The analysis will conclude with a message notifying you that your phylogenomic plots and ANI results are ready, along with a report of the total time taken for the process.

Logs Folder

The logs folder contains log files generated during the execution of the GenFlow pipeline.
These files are crucial for troubleshooting and understanding the workflow's performance. To view details about the number of core genes used in the analysis, please check the core.log file.

cat logs/core.log

INFO
===============================================
Your filters resulted in 3222 gene clusters that contain a total of 41886 genes.
for downstream analyses. Just so you know.
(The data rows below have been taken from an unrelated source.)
Issue #2916, opened 2022-11-19
`npm:aws-cdk init` throws TypeError (windows only)


GJZwiers:
```
deno run -A npm:aws-cdk init --language typescript

Applying project template app for typescript
TypeError [ERR_INVALID_ARG_TYPE]" argument must be of type number. Received undefined
    at __node_internal_ (https://deno.land/std@0.165.0/node/internal/validators.mjs:112:15)
    at parseFileMode (https://deno.land/std@0.165.0/node/internal/validators.mjs:49:3)
    at Object.chmod (https://deno.land/std@0.165.0/node/_fs/_fs_chmod.ts:8:12)
    at Object.chmod (file:///C:/Users/GJZwiers/AppData/Local/deno/npm/registry.npmjs.org/node_modules/graceful-fs/polyfills.js:252:19)l-fs/polyfills.js:252:19)                                                                                     /lib/copy/copy.js:131:13)
    at setDestMode (file:///C:/Users/GJZwiers/AppData/Local/deno/npm/registry.npmjs.org/node_modules/fs-extray.js:98:12/lib/copy/copy.js:131:13)                                                                                     fs.js:186:16
    at file:///C:/Users/GJZwiers/AppData/Local/deno/npm/registry.npmjs.org/node_modules/fs-extra/lib/copy/copy.js:98:12
    at file:///C:/Users/GJZwiers/AppData/Local/deno/npm/registry.npmjs.org/node_modules/graceful-fs/graceful-fs.js:186:16
    at https://deno.land/std@0.165.0/node/_fs/_fs_common.ts:230:31
    at https://deno.land/std@0.165.0/node/_fs/_fs_copy.ts:30:49
```

```
deno --version

deno 1.28.1 (release, x86_64-pc-windows-msvc)
v8 10.9.194.1
typescript 4.8.3
```

Edit: Only happens on Windows

cjihrig:
Since this is Windows only, would you care to help debug or fix, @GJZwiers ?

GJZwiers:
I can do some debugging! Is there a way to make my local deno binary/cargo build work with my local copy of `std`, so I can test some changes?

cjihrig:
> Is there a way to make my local deno binary/cargo build work with my local copy of std, so I can test some changes?

Yep! Here is what I use:

`DENO_NODE_COMPAT_URL='file:///path/to/your/std/' /path/to/cli/deno run -A --unstable your_script.js`

GJZwiers:
[...]

PR #3168, opened 2023-02-06
fix(node/fs): chmod function throws unnecessary TypeError on Windows

PolarETech:
Fixes: #2916
Part of: #3149

This PR fixes an error that occurs when an invalid value is unintentionally passed to the `mode` parameter of the `chmod` and `chmodSync` functions on Windows.
This change will make `npm:fs-extra.copy()` work on Windows.

___NOTE: This change must be reverted if `Deno.chmod` and `Deno.chmodSync` were supported on Windows.___

### DIFF
--- a/node/_fs/_fs_chmod.ts
+++ b/node/_fs/_fs_chmod.ts
@@ -12,7 +12,18 @@ export function chmod(
   callback: CallbackWithError,
 ) {
   path = getValidatedPath(path).toString();
-  mode = parseFileMode(mode, "mode");
+
+  try {
+    mode = parseFileMode(mode, "mode");
+  } catch (error) {
+    // TODO(PolarETech): Errors should not be ignored when Deno.chmod is supported on Windows.
+    // https://github.com/denoland/deno_std/issues/2916
+    if (Deno.build.os === "windows") {
+      mode = 0; // set dummy value to avoid type checking error at Deno.chmod
+    } else {
+      throw error;
+    }
+  }
 
   Deno.chmod(pathModule.toNamespacedPath(path), mode).catch((error) => {
     // Ignore NotSupportedError that occurs on windows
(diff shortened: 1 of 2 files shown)


node/_fs/_fs_chmod.ts
```diff
@@ -12,7 +12,18 @@ export function chmod(
...
 ) {
   path = getValidatedPath(path).toString();
-  mode = parseFileMode(mode, "mode");
+
+  try {
+    mode = parseFileMode(mode, "mode");
+  } catch (error) {
+    // TODO(PolarETech): Errors should not be ignored when Deno.chmod is supported on Windows.
+    // https://github.com/denoland/deno_std/issues/2916
+    if (Deno.build.os === "windows") {
```
kt3k, line 21: nit: How about branching by this condition before doing try block?

kt3k (commented):
Mostly looks good to me. Left one comment

node/_fs/_fs_chmod.ts
PolarETech: Then how about the following?

```ts
  path = getValidatedPath(path).toString();

  if (Deno.build.os === "windows" && mode === null) {
    mode = 0;
  }
  mode = parseFileMode(mode, "mode");

  Deno.chmod(pathModule.toNamespacedPath(path), mode).catch((error) => {
```

I realized that we might need to consider the case where `Deno.chmod` supports Windows in the future, and I assume that if `Deno.chmod` works, then `parseFileMode` must be run.
It could be the case that `Deno.chmod` is supported on Windows but the code here is left as is.
To prepare for such a case, I thought `parseFileMode` would run, and if an error occurred, setting `mode` to a dummy value (0 would be safest) would solve the current issue.

However, the concern remains that if a situation arises in the future where `Deno.chmod` supports Windows but `Deno.FileInfo.mode` does not, the permissions will be set to 0 unexpectedly.

kt3k: Thanks for the explanation. Now the current code just makes sense to me.

kt3k (approved):
LGTM

Issue #3164, opened 2023-02-03
refactor(semver): make SemVer class immutable


kt3k:
SemVer class mutates its properties based on the method calls. Especially the mutation of `this.raw` property is problematic.

We should make this class immutable.

See the comment in https://github.com/denoland/deno_std/pull/3157 for more context

justinmchase:
I would be willing to take a shot at this when / if the time is right, it would be a breaking change that would probably justify a major version increment.

bartlomieju:
> I would be willing to take a shot at this when / if the time is right, it would be a breaking change that would probably justify a major version increment.

@justinmchase since `deno_std` is still `0.x.y` it's considered unstable. A breaking change is fine if this is the preferable API.

justinmchase:
Ok well I'll take a crack at it and we can see how we like it.

timreichen:
I wonder if we even need a semver class or should just remove it. Semver parse, format, compare, increment etc. is pretty much stateless, so functions would work well enough.

justinmchase:
No, I don't think you do. I would just export everything as functions. Turn the `class` into a simple `type` or `interface` have the behavior be in the exported functions rather than as members of a class, always return a _new_ object (or string as appropriate) for those functions.

Some of the functions have an `if (semver instanceof SemVer)` check right now, which is problematic. If two different libraries import slightly different versions of semver and pass instsances too each other then they'll have problems possibly. It would just be a lot better in general to get rid of the class.

justinmchase:
Here's a WIP

https://github.com/denoland/deno_std/pull/3169

justinmchase:
Yeah, precisely. There are a lot of weirdnesses like that. The raw can change based on whether or not you've called certain other functions, not good.

Can you try out #3169 and see if it works more like you'd expect? Try out the API and see if there is anything you'd like to be different? I think some community feedback may help the PR progress.

PR #188, opened 2019-02-11
Redesign of http server module

keroxp:
- added `HttpServer` type for general purpose http server
- ported `path-to-regexp` module
- refactored server module 
   - changed `ServerRequest` from class to interface
- added e2e test for server
- let `serve()` cancelable

PR #3169, opened 2023-02-06
BREAKING(semver): rewrite semver

justinmchase:
# Major SemVer Refactor

This library was forked from the nodejs package of the same name [semver](https://www.npmjs.com/package/semver). This is a major breaking change refactor of that library with the intent of rectifying some of the less than desirable aspects of the api that likely accrued due to backwards compatibility concerns.

That being said the _logic_ of the code should be compatible with the previous logic, there is no proposed changes to the expected behaviors other than possibly in a few edge cases which were poorly defined. There are extensive unit tests from before which were instrumental in ensuring correct behavior and even more tests now to further tighten the expected behavior in many scenarios.

### Change Summary

* All classes are now interfaces, such as: `SemVer`, `SemVerComparator`, `SemVerRange`.
* All functions are now non-member functions. 
* Function names are patterened consistently based on the classes they apply to (e.g. `parse`, `parseRange`, `parseComparator`).
* Prefers `undefined` not `null`
* All input objects are treated as immutable and all functions return new instances if a mutation occurs
* Most functions now require a `SemVer` rather than `SemVer | string`
* Everything was in a single file now its split into many smaller files with more targetted functions
* Unit tests are added for every single sub module
* Adds some consistency to function names:
    * `parse`, `parseComparator`, `parseRange`
    * `tryParse`, `tryParseComparator`, `tryParseRange`
    * `isSemVer`, `isSemVerComparator`, `isSemVerRange`
    * etc.
* Prefers to return `SemVer` or throw an error rather than returning `undefined`
* Always compares full version (including pre and build)
* Does a full format by default (including pre and build)
* Every single exported function or type has fully valid jsdoc comments now.

## String vs Number in pre-release bug

There appeared to be a bug in the old code where the following two versions would not compare deterministically:

```
1.0.0-foo <=> 1.0.0-0
```

The two versions would be parsed with the following pre-release values:
```
{ prerelease: [ "foo" ] }
{ prerelease: [ 0 ] }
```
Then during the comparison the following would be run `0 < "foo"` or `"foo" < 0`, which always returns false and therefore the two versions are equal rather than one being greater than the other. The new logic will treat numbers as greater than strings.

## Build comparisons

Versions with build metadata will be sorted alphabetically. Versions with build metadata are considered "greater than" the same semantic version without build metadata.

# Related To

* https://github.com/denoland/deno_std/issues/3164
* https://github.com/denoland/deno_std/pull/3157


semver/mod.ts
```diff
@@ -274,6 +274,14 @@ export interface Options {
   includePrerelease?: boolean;
 }
 
+export interface SemVer {
```
timreichen, line 277: How about calling the interface `Version`?

semver/mod.ts
```diff
@@ -431,351 +439,94 @@ for (let i = 0; i < R; i++) {
...
-    options = {
-      includePrerelease: false,
-    };
-  }
-
-  if (version instanceof SemVer) {
-    return version;
-  }
-
+export function parse(version: string | SemVer): SemVer {
```
timreichen, line 442: I think `parse` should only accept a strings,

justinmchase: Fair enough, that would be cleaner.

semver/mod.ts
justinmchase: Considering its coming from the "semver" module named after the "semver" spec, I felt like this was a pretty nice name while Version is kind of vague.

Also, theoretically there are some other version specs that may be worth supporting eventually such as Python, Nuget, Windows versions etc. It may be worth keeping it the name more specific to give it room.

justinmchase: And by support, I mean there may be some situations where parsing other version types and having a method for normalizing them into SemVer may be a good idea, and possibly formatting back out to those other formats.

iuioiua: I agree with you for the same reasons, @justinmchase.

semver/mod.ts
```diff
@@ -274,6 +274,14 @@ export interface Options {
...
+  major: number;
+  minor: number;
+  patch: number;
+  prerelease: ReadonlyArray<string | number>;
+  build: ReadonlyArray<string>;
+}
+
 // Note: this is the semver.org version of the spec that it implements
 // Not necessarily the package version of this code.
 export const SEMVER_SPEC_VERSION = "2.0.0";
```
timreichen, line 287: Why do we export the spec version? Shouldn‘t a comment be enough?

justinmchase: I have no idea, I'll look to see if there are references and then clean this up. I'm going to have a little room to take this back off the shelf today.

semver/mod.ts
justinmchase: I refactored the whole thing such that the `parse()`, `parseComparator()` and `parseRange()` functions all only take strings now, and all of the other functions take either a `SemVer`, `Comparator` or `Range` argument specifically.

Its hard to understate how much complexity it adds to these apis to have every function attempting to check all possible types.

justinmchase:
@timreichen I did a _big_ wave of updates on the main module here. I'm going to go through all the tests now and see what I screwed up but I'd appreciate another peek at this.

So the biggest change in here is to replace a lot of the comparison code, which seemed to have a lot of duplicate code per behavior. It was also pretty confusing how it was laid out.

So I altered a few things to make this simpler, which I wouldn't mind a sanity check on the approach:

1. Added a MIN = 0.0.0
2. Added a MAX = Infinity.Infinity.Infinity
3. Comparators now have a min() and max() function
    * The min is the lowest possible version that will match the comparator
    * The max is the largest possible version that will match the comparator
4. Intersects functions are now calculated by doing simple comparisons to the min/max of the comparator
5. Outside functions are now calculated by doing simple comparisons to the min/max of the range
6. All comparisons are done using the same version comparison functions

jsejcksn (commented):
Hi @justinmchase. I saw your [comment](https://github.com/denoland/deno_std/issues/3164#issuecomment-1484123639) and took a quick look at this PR — I didn't examine most of the code, but the immutability component is desirable IMO.

On that topic, I left a thought for you to consider regarding types.

semver/format.ts
```diff
@@ -0,0 +1,91 @@
...
+  //   ┌───┴───┐   │
+  //   ├───────────── primary
+  // ┌─┴─┐     │   │
+  // 1.2.3-pre.1+b.1
+  // │ │ │ └─┬─┘ └┬┘
+  // │ │ │   │    └── build
+  // │ │ │   └─────── pre
+  // │ │ └─────────── patch
+  // │ └───────────── minor
+  // └─────────────── major
```
jsejcksn, line 39: This is a nice visual aid 🔍 👀

semver/validity.ts
```diff
@@ -0,0 +1,163 @@
...
+    Array.isArray(build) &&
+    prerelease.every((v) => typeof v === "string" || typeof v === "number") &&
+    prerelease.filter((v) => typeof v === "string").every((v) =>
+      isValidString(v)
+    ) &&
+    prerelease.filter((v) => typeof v === "number").every((v) =>
+      isValidNumber(v)
+    ) &&
+    build.every((v) => typeof v === "string" && isValidString(v));
+  if (!result) console.log({ isSemVer: false, value });
```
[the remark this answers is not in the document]
justinmchase: Sorry that was for debugging and should definitely not be there, you are right.

semver/semver.ts
```diff
@@ -0,0 +1,61 @@
...
+/**
+ * A SemVer object parsed into its consituent parts.
+ */
+export interface SemVer {
+  major: number;
+  minor: number;
+  patch: number;
+  prerelease: ReadonlyArray<string | number>;
+  build: ReadonlyArray<string>;
+}
```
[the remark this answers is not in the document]
justinmchase: I think they should be `readonly` there is not a good reason they were not marked as readonly except that the type evolved from the original class. I'll add the `readonly` keyword.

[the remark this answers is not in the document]
justinmchase: For someone who wants to mutate versions for some reason I think there would be a couple of reasonable options, beyond just using the increment api in this library already:


```ts
const v0 = { major: 0, minor: 1, patch: 0, prerelease: [], build: [] };
v0.major = 5; // its not readonly here
console.log(semver.format(v0));
```

```ts
const v0 = semver.parse("0.1.0");
console.log(semver.format({ ...v0, major: 5 ));
```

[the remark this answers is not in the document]
jsejcksn: > For someone who wants to mutate versions for some reason I think there would be a couple of reasonable options, beyond just using the increment api in this library already:

@justinmchase That's true when the value is not an immutable object returned by this library, but when working with a type that conforms to the fully readonly `SemVer`, it's more complicated — and that's why I suggested providing a helper function for getting a mutable copy. Here's an example to illustrate:

```ts
type SemVer = {
  readonly major: number;
  readonly minor: number;
  readonly patch: number;
  readonly prerelease: ReadonlyArray<string | number>;
  readonly build: ReadonlyArray<string>;
};

declare function parse(version: string): SemVer;

// Get an immutable SemVer from a function in this module:
const semver = parse("v1.1.1");

// Can't mutate:
semver.minor = 2; /* Error
       ~~~~~
Cannot assign to 'minor' because it is a read-only property.(2540) */

// Types used by function below:
type Mutable<T> = { -readonly [K in keyof T]: T[K] };
type MutableSemVer = Mutable<{ [K in keyof SemVer]: Mutable<SemVer[K]> }>;

// Help a user get a mutable copy of a SemVer
// The fn name is just a Rust naming convention (not necessarily a suggestion)
function toMutable(semver: SemVer): MutableSemVer {
  return structuredClone(semver);
}

{ // Easy for user with a helper function and type: 🤩
  const semverMut = toMutable(semver);
  semverMut.minor = 2; // Ok
}

// Complicated for user to do correctly without those: 🥵

{ // Either tedious nested spread syntax (and prone to
  // breakage if the SemVer structure should ever change):
  const semverMut = {
    ...semver,
    prerelease: [...semver.prerelease],
    build: [...semver.build],
  };
  semverMut.minor = 2; // Ok
}

{ // Or complex type manipulation to annotate a correct, narrow return type
  // because the return type of the structuredClone function is `any`:
  const semverMut = structuredClone(semver) as {
    -readonly [K in keyof SemVer]: SemVer[K] extends readonly any[]
      ? SemVer[K][number][]
      : SemVer[K];
  };
  semverMut.minor = 2; // Ok
  //^? const semverMut: { major: number; minor: number; patch: number; prerelease: (string | number)[]; build: string[]; }

  const defaultValue = structuredClone(semver);
      //^? const defaultValue: any
}

```
[playground](https://www.typescriptlang.org/play?noUncheckedIndexedAccess=true&target=99&jsx=4&exactOptionalPropertyTypes=true&isolatedModules=true&noImplicitOverride=true&ssl=52&ssc=5&pln=1&pc=1#code/C4TwDgpgBAyhC2A1CAnKBeKBvAUFKKEAhgCYD2AdgDYhTxEBWZKAXFBQK7wBGqA3HgLFy1WvACWFZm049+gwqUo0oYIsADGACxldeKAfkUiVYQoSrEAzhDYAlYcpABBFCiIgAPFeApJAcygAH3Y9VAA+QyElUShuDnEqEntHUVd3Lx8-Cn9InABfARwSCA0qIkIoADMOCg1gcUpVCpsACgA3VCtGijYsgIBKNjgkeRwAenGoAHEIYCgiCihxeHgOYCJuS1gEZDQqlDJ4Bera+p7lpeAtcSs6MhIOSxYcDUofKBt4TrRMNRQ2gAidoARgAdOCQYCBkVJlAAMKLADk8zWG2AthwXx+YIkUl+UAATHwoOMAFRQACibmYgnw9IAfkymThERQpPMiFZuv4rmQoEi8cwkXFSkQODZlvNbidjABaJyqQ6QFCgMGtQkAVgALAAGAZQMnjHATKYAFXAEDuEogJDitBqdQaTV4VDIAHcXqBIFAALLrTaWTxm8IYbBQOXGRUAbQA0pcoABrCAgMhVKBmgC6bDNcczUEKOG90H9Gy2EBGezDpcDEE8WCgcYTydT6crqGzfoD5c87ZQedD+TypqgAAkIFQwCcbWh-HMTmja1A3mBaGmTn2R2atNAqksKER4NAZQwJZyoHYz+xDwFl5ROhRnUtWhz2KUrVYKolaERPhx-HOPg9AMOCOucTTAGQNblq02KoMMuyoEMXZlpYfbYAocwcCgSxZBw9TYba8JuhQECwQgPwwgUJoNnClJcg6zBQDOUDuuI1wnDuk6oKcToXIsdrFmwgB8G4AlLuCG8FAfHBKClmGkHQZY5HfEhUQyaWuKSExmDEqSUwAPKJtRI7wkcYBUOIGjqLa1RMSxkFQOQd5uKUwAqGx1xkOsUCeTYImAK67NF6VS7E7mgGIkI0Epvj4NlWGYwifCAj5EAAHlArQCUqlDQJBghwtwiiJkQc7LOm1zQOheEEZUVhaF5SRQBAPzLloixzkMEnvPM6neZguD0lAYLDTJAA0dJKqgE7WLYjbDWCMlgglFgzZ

In this example, we selected a total of 3,222 genes based on predefined parameters. This large number is due to the analysis being conducted on only 13 genomes, 11 from the same species and two from a closely related species. Thi results in most genes being highly conserved.
Other log files document various steps of the process and can provide insights into any issues encountered during execution.

Citation

If you use GenFlow in your research, please consider citing the following tools:

• Anvi’o: Eren, A. M., et al. (2015). Anvi'o: An advanced analysis and visualization platform for 'omics data. PeerJ, 3, e1319. https://doi.org/10.7717/peerj.1319

• MAFFT: Katoh, K., & Standley, D. M. (2013). MAFFT multiple sequence alignment software version 7: improvements in performance and usability. Molecular Biology and Evolution, 30(4), 772–780. https://doi.org/10.1093/molbev/mst010

• FastTree: Price, M. N., Dehal, P. S., & Arkin, A. P. (2010). FastTree 2 – Approximately Maximum-Likelihood Trees for Large Alignments. PLoS ONE, 5(3), e9490. https://doi.org/10.1371/journal.pone.0009490

• NCBI EDirect: Kans, J. (2013). Entrez Direct: E-utilities on the UNIX command line. In Entrez Programming Utilities Help (Internet). National Center for Biotechnology Information (US). https://www.ncbi.nlm.nih.gov/books/NBK179288/

• pyANI: Pritchard, L., Glover, R. H., Humphris, S., Elphinstone, J. G., & Toth, I. K. (2016). Genomics and taxonomy in diagnostics for food security: soft-rotting enterobacterial plant pathogens. Analytical Methods, 8, 12-24. https://doi.org/10.1039/C5AY02550H

• PRODIGAL: Hyatt, D., Chen, G.-L., Locascio, P. F., Land, M. L., Larimer, F. W., & Hauser, L. J. (2010). Prodigal: prokaryotic gene recognition and translation initiation site identification. BMC Bioinformatics, 11, 119. https://doi.org/10.1186/1471-2105-11-119

Acknowledgments

We acknowledge the use of OpenAI's ChatGPT for assistance in troubleshooting parts of the code.